> **Problem to work on**: Transcribe the data below verbatim from the line with "range by default." to the line with "analysis more robust". Include both of those lines.
Data supplied section start
PR #105, opened 2026-05-22
Add faster method for assigning actual to representative periods

### LINKED ISSUE #1: Draw representative periods from all weather years (or reproduce the all-year average)
With the `GSw_HourlyWeatherYears` switch we have the ability to select representative periods from a single year (the default 2012) or the full 2007-2013 + 2016-2023 range of years used for RA. I think we should switch to the full range by default.

Here's a comparison between 2012 and 2007-2013 for reference:

Image

The largest single-site, single-year error in PV CF relative to the 2007–2013 CF is 3.9 %, roughly equal to the difference in state-wide average PV CF between Maryland and Florida; the largest single-site, single-year error in wind CF relative to the 2007–2013 CF is 9.6 %, roughly the difference in state-wide average wind CF between Texas and Mississippi

Some pros of switching to all years:
* It would give more representative wind/solar average CFs and average load
* It would give us electrolyzer/DAC electricity demand profiles for all RA years, which would make the PRAS analysis more robust
* It would let us assign probabilities to stress periods, since every day in all the RA years would be matched to a representative day. This might be the biggest benefit; then we should be able to drop the min-CF constraint

Some cons:
* Selecting representative periods from all RA years is quite a bit slower than selecting from just a single year (a couple hours instead of ~15 minutes). So we'd probably want to pre-select and cache the default representative periods to speed up runtime.
    * Though maybe that's not a con, since folks have noted that scenario-dependent rep days can complicate scenario comparison anyway
* If we only run PLEXOS for a single year, the results might not line up as well with ReEDS
* If someone wants to use the old single-weather-year EFS profiles, the load and VRE wouldn't line up. (But they could always switch back to drawing from just 2012 for their use case.)
* GSw_H2=2 is already slow for a single year, so it'd be much slower for 15 years. We might need to implement an even-lower-temporal-resolution version where H2 capacity is only tracked by week instead of by day.

## TODO
- [x] Speed up representative day selection when drawing from multiple years (heuristic approach implemented on pb/rep15)
    - [ ] Consider additional constraints on rep day assignment (like winter days can only come from winter)?
    - [ ] Try HiGHS instead of CBC
    - [x] #105 
- [ ] Cache representative periods for different combinations of demand/wind/solar
- [ ] Figure out how to speed up interseasonal H2
  - [ ] Try larger H2 balancing regions (pb/h2r)
  - [ ] Try 5-day balancing instead of 1-day balancing
- Try a few other things:
  - [ ] Set `GSw_H2` to 0 and see how different the results are; if not different, consider setting it to 0 by default for now
  - [ ] Only dispatch seasonal storage for a subset of the full representative years
- [ ] **Select rep days from a single weather year but match the all-year regional averages**

### 20260127 update
The plan is to implement the final bullet above: Use a single year for the basis set of representative days, but weight/match them to the multi-year average CF. That will let us decouple the average CF from the need to model multi-year chronology in ReEDS.

We plan to use the latest year for which data are available (currently 2023) as the basis year. Once implemented, that year should probably be the default for downstream PCM runs as well.

- [ ] Update `inputs_cfmapdist_*.png` and `inputs_loadmap*.png` to show the difference from the multi-year average
- [ ] Test a few different years in the PCM

patrickbrown4:
## Summary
Data supplied section end
> **Exercise response**:
With the `GSw_HourlyWeatherYears` switch we have the ability to select representative periods from a single year (the default 2012) or the full 2007-2013 + 2016-2023 range of years used for RA. I think we should switch to the full range by default.

Here's a comparison between 2012 and 2007-2013 for reference:

Image

The largest single-site, single-year error in PV CF relative to the 2007–2013 CF is 3.9 %, roughly equal to the difference in state-wide average PV CF between Maryland and Florida; the largest single-site, single-year error in wind CF relative to the 2007–2013 CF is 9.6 %, roughly the difference in state-wide average wind CF between Texas and Mississippi

Some pros of switching to all years:
* It would give more representative wind/solar average CFs and average load
* It would give us electrolyzer/DAC electricity demand profiles for all RA years, which would make the PRAS analysis more robust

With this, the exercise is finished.